Image – Maison Hand via Pinterest

But there is a secret – as with most things that people become good at, they practise. They try and reject what doesn’t work, they start again, and gradually, over time, they become really good at it. And confidence breeds confidence and suddenly they are a style leader not a follower.

A guide to the perfect vignette - The Temple & Webster Journal

Image via Pinterest (source unknown)

There is much talk of styling in the home and really it just means putting things together in a pleasing way that is both interesting and easy on the eye. Vignettes have become a buzzword, there are even competitions to see who call nail the best one, but before getting ahead of ourselves here are some beginner rules.

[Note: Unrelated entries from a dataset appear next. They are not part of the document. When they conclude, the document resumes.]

PR #1023, opened 2017-02-01
Connects to #799: add multisite setup tasks

bobbygryzynger:
Connects to #799.

Changes proposed:
- Allow multisite configurations to be supplied in per-site yaml files.
- Perform setup tasks for each multisite.
- Add testing for multisite properties and settings files.


bobbygryzynger:
Closing this as #1092 addresses many aspects of this.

A guide to the perfect vignette - The Temple & Webster Journal

Image via Pinterest (source unknown)

  • Odd numbers are considered easier to work with than even, but don’t try to make a vignette work with more than 5 items
  • Pick a tonal palette and stick with it. For example shades of blue and taupe, greys with a soft white, monochromatic, or two shades of pastels in the same tone.
  • Decide on something of a loose ‘theme’. Is it the seaside and found objects, is it haberdashery, or is it ceramics of a certain era?
  • Choose items within this palette and theme that vary in height, texture and material.
  • Find a surface where the arrangement makes sense – a sideboard, a mantelpiece, an occasional table – and also take the background colour (paint) or material (timber) into account.
  • Try different combinations and even take a photo of your arrangement, as sometimes it is easier to visualise composition that way.
  • Look at people who do this really well and take clues from them. Check out Sibella Court (@sibellacourt), Kara Rosenlund (@kararosenlund), Megan Morton (@megan_morton) and Tessa Kavanagh (@tessa_kavanagh)

And remember, even those at the top of their creative game have gone through the process of trial and error until something, quite simply, clicked.